Дом у последнего фонаря - страница 27
Машина остановилась на Солянке, и Александра, не дав спутнику опомниться, выскочила на тротуар и хлопнула дверцей. Она шла быстро, почти бежала, не оглядываясь. На углу Подколокольного переулка все же замедлила шаг, обернулась. Никто ее не преследовал. Редкие в эту пору машины сейчас отсутствовали вовсе.
Александра перевела дух. Незапланированное свидание, начавшееся так неожиданно, закончилось еще более странно. «В будущем, если Олег в моем присутствии начнет выпивать, лучше сразу исчезать. В институте он, помнится, не пил совсем. Чуть ли не единственный на всех курсах!»
Женщина часто возвращалась домой пешком после закрытия метро. Она привыкла к этим кривым, горбатым переулкам, как привыкают к любимой одежде, к комнате, в которой прожито много лет. Она знала каждую трещину в асфальте, каждое окно, имевшее обыкновение светиться заполночь.
Александра ничего и никого здесь не боялась и теперь шла не торопясь, жадно вдыхая холодный воздух, освеженный недавним дождем. С неба изредка капало, в апельсиновом свете фонарей дымился поднимающийся туман. Спрятав озябшие пальцы в рукава куртки, она опустила голову и следила за собственной черной тенью, влачившейся рядом по узкому тротуару.
Вот и ветхий особняк, занятый под мастерские. Дверь подъезда, как всегда, распахнута. Света на лестнице нет. Лампочки не имеет смысла вворачивать, они перегорают в первый же час из-за скачков напряжения в изношенных сетях и неисправных патронов. Александра вошла в подъезд, привычно нащупывая в темноте носком сапога первую выщербленную ступеньку. Она могла бы подняться к себе в мансарду, на пятый этаж, с закрытыми глазами. Темноту женщина воспринимала как должное. «Жить в этой трущобе и чего-то бояться – слишком большая роскошь. Я бы давно отсюда сбежала, если бы не закалилась физически и морально!»
На площадке второго этажа ей почудилось движение в углу. Женщина остановилась, прислушиваясь. Впрочем, тут же успокоилась. Знакомый едкий запах мебельного клея и лака немедленно сообщил, кто находится в шаге от нее.
– Сергей Петрович? – окликнула Александра темную массу, копошащуюся под окном, забитым фанерой. – Что же вы на лестнице сидите?
– Мм…
– Выпили? – Вздохнув, она наклонилась и попыталась поставить мужчину на ноги. – Вам же нельзя. Вас же доктор еще весной предупреждал, что почки совсем откажут. Вы как ребенок.

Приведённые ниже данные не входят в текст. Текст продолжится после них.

PR #2431, opened 2026-09-15
csv upload timing and dirty state

anandBalachandar:
#### Summary
Resolves a timing and sequence issue during the CSV import session initialization where consumer views initially rendered empty tables. Also introduces a new `isDirty` helper property on the `EditSession` class representing unsaved edits.


vuu-ui/packages/vuu-data-editing/src/EditButtons.tsx
```diff
@@ -27,9 +28,8 @@ export const EditButtons = ({
   onSave,
   saveLabel = "Save",
 }: EditButtonProps) => {
-  const [editState, setEditState] = useState<EditState>(
-    () => editSession?.editState ?? "clean",
-  );
+  const editState = useEditState(editSession);
+  const isDirty = editState !== "clean";
```
heswell: why not use editSession.isDirty here ?

Issue #368, opened 2021-08-19
Empty lines on package.json


eclectic-coding:
When creating a new project: `bridgetown new my_awesome_site`, there are blank lines in the `devDependencies` section of the `package.json`. This does not affect the performance or stop the server, it is just an anomaly. 

**Bridgetown Version**: 0.21.3

**Current behavior**

```json
"devDependencies": {
    "browser-sync": "^2.26.7",
    "concurrently": "^5.2.0",
    "css-loader": "^4.3.0",
    "esbuild": "^0.12.7",
    "esbuild-loader": "^2.13.1",
    "file-loader": "^6.2.0",
    "mini-css-extract-plugin": "^1.3.1",
    
    "sass": "^1.32.8",
    "sass-loader": "^8.0.2",
    
    "webpack": "^5.39.1",
    "webpack-cli": "^4.7.2",
    "webpack-manifest-plugin": "^3.1.1",
    "webpack-merge": "^5.8.0"
  }
```

**Additional context**
The blank lines are probably caused by the conditionals found in [json.erb](https://github.com/bridgetownrb/bridgetown/blob/main/bridgetown-core/lib/site_template/package.json.erb):
```erb
"devDependencies": {
    "browser-sync": "^2.26.7",
    "concurrently": "^5.2.0",
    "css-loader": "^4.3.0",
    "esbuild": "^0.12.7",
    "esbuild-loader": "^2.13.1",
    "file-loader": "^6.2.0",
    "mini-css-extract-plugin": "^1.3.1",
    <% if options["use-postcss"] %>
    "postcss": "^8.3.0",
    "postcss-flexbugs-fixes": "^4.1.0",
    "postcss-loader": "^4.3.0",
    "postcss-preset-env": "^6.7.0",
    <% else %>
    "sass": "^1.32.8",
    "sass-loader": "^8.0.2",
    <% end %>
    "webpack": "^5.39.1",
    "webpack-cli": "^4.7.2",
    "webpack-manifest-plugin": "^3.1.1",
    "webpack-merge": "^5.8.0"
  }
```
**Computing environment (please complete the following information):**
 - OS: Linux/POP_OS/Ubuntu
 - Browser: Firefox
 - Browser Version: 91.0.1
 - Ruby Version: ruby 3.0.2p107 (2021-07-07 revision 0db68f0233) [x86_64-linux]

ayushn21:
[...]

PR #369, opened 2021-08-19
Fix strip out newlines in generated package.json

eclectic-coding:
This is a 🐛 bug fix.

## Summary
Removes empty lines in package.json when creating a new site. 

## Context

  The following will close issue #368 when PR is merged.


ayushn21:
While you're here, could you please make the same change to the conditionals in this file?
https://github.com/bridgetownrb/bridgetown/blob/main/bridgetown-core/lib/site_template/frontend/javascript/index.js.erb

Thanks! :)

Старый реставратор мебели, занимавший квартиру на третьем этаже, только неразборчиво мычал, повисая на ее плече. Александра едва дотащила его до нужной двери, сама отперла замок и довела спотыкающегося соседа до кровати.

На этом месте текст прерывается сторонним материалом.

PR #374, opened 2021-08-31
add styling to navbar

gnpashi:
This is a 🙋 feature 

 The test suite passes locally (I ran `script/cibuild` to verify this), without adding new tests

## Summary

I have added styles in `site_template/index.scss` and  `site_template/index.css `and changed  `site_template/_components/navbar.liquid` in order to style the navbar and the default layout a little


jaredcwhite:
Thanks for working on this @gnpashi. The default site template is essentially throw away…in no respects do we ever encourage anyone to use it verbatim, so I want it to be as barebones as possible.

It's possible down the road we might ship with a more robust set of themes to choose from (optionally), in which case this type of effort would be most appreciated.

– Ну вот. – Тяжело дыша, художница свалила свою ношу на матрац, застланный обрывком простыни. – Всего-то сделать пару шагов… Нельзя опускаться, спать в подъезде. А где ваши таблетки? Забываете принимать? Как не стыдно, вы же себя убиваете!
– Ладно тебе, Саша, – слабым голосом ответил реставратор. – Принеси-ка водички. На окне банка стоит.
Она напоила старика, оставила ему свои сигареты и спички. Спившийся, опустившийся, жалкий, он был ей памятен по прежним временам как один из самых успешных и популярных московских мастеров. Александра смотрела на беспомощную развалину, стонущую на кровати, и вспоминала покойного мужа. «Немногие из русских художников начала восьмидесятых годов могли бы похвалиться таким ярким началом и таким бесславным концом, как Иван Корзухин», – припомнилась ей фраза из обзорной статьи, напечатанной в каталоге выставки сразу после его смерти. Тогда она почувствовала себя оскорбленной. «Бесславный конец» – это было как плевок на могилу. Но сейчас, глядя на корчащееся перед ней тело, Александра подумала, что критик выразился еще очень мягко. «Бесславный конец… Это не беда и не обида. О славе судят не современники, а потомки. Хуже, когда человек сам себя переживает. Плоть еще ворочается, дышит, страдает… А дух уже погиб!»